BEGIN Available data

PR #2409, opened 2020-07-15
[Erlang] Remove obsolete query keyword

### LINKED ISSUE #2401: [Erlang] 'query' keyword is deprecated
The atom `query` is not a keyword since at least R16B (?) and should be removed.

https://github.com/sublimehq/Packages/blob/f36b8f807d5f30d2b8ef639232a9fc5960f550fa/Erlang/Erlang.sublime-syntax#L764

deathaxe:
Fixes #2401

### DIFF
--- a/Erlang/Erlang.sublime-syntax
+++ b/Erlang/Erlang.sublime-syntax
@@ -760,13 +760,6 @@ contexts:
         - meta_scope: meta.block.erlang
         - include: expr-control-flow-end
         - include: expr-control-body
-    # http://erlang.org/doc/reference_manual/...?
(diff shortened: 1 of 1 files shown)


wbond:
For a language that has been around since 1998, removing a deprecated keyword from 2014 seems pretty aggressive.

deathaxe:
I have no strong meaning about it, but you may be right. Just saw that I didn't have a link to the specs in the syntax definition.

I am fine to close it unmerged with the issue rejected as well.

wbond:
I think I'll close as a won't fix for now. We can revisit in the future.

END Available data
BEGIN Available data

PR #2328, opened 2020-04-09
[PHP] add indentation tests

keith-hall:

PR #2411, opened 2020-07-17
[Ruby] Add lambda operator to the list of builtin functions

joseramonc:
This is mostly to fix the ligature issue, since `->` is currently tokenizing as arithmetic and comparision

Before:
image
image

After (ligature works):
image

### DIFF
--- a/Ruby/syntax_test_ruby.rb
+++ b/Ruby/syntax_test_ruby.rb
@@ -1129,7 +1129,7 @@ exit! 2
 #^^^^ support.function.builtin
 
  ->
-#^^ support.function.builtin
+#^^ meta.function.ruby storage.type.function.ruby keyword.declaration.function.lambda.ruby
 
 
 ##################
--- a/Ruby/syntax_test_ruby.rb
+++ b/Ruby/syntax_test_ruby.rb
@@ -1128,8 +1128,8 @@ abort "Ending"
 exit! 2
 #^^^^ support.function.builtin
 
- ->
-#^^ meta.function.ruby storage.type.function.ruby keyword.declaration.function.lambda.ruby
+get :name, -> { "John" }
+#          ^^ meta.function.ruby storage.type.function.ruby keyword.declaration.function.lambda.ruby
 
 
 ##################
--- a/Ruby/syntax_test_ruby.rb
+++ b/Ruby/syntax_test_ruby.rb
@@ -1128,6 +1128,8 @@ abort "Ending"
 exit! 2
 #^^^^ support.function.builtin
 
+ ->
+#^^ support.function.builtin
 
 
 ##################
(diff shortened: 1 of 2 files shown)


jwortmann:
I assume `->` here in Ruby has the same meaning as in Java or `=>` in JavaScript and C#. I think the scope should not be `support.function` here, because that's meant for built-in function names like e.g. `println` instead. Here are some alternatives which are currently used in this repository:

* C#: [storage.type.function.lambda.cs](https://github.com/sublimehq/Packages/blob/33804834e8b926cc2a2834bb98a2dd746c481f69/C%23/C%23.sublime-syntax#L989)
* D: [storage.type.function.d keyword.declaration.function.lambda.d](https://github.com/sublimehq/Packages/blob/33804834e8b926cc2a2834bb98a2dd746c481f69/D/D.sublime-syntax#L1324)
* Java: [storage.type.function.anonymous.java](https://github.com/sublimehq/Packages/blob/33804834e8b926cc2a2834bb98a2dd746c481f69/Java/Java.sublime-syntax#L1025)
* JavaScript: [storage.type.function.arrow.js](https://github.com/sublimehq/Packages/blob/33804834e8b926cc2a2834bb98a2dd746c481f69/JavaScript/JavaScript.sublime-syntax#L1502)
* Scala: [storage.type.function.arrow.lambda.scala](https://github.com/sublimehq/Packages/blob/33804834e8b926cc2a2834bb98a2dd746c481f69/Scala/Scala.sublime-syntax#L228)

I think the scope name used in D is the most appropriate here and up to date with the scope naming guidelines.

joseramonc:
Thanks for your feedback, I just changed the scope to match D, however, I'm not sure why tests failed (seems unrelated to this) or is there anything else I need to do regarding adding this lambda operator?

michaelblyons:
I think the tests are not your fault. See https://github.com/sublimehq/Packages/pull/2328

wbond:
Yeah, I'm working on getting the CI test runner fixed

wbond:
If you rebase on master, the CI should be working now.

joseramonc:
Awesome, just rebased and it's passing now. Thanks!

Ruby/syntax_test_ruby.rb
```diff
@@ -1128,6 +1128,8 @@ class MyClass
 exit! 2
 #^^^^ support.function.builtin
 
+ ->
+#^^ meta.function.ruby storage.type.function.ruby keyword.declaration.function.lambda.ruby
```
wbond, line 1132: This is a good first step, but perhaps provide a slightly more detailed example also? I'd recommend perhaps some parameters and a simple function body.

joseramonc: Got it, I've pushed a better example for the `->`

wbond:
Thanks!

END Available data

Work order
How many lines of the listing contain the word "include"? Reply with only the number.

Answer to the problem
2